Show each line of the listing in which the word "opened" occurs.
======== RECORDS SHOWN
PR #1770, opened 2025-10-10
Interpreter refactor

goodlyrottenapple:
A slighly less involved refactor, superseeding  #1751, simply moving the body of each instruction_table method into a separate `eval_` method, such that the UntypedIR interpreter can reuse these function bodies with less duplication

### DIFF
--- a/category/vm/interpreter/call_runtime.hpp
+++ b/category/vm/interpreter/call_runtime.hpp
@@ -25,7 +25,7 @@ namespace monad::vm::interpreter
     [[gnu::always_inline]]
     inline void call_runtime(
         void (*f)(FnArgs...), runtime::Context &ctx,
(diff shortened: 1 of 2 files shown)


category/vm/interpreter/call_runtime.hpp
```diff
@@ -82,10 +82,6 @@ namespace monad::vm::interpreter
 
         static_assert(
             stack_arg_count <= std::numeric_limits<std::ptrdiff_t>::max());
-        constexpr std::ptrdiff_t stack_adjustment =
-            static_cast<std::ptrdiff_t>(stack_arg_count) - (use_result ? 1 : 0);
-
-        stack_top -= stack_adjustment;
```
andreaslyn, line 88: Nice find

andreaslyn (approved):

PR #1771, opened 2025-10-10
Fix recursion in io request resubmission

maxkozlovsky:
Avoid recursion when resubmitting requests in poll_uring_.

For delayed reads, store required arguments on deferred list and submit request to iouring directly instead of going through initiate() again.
================
SOLUTION TO THE PROBLEM:
PR #1770, opened 2025-10-10
PR #1771, opened 2025-10-10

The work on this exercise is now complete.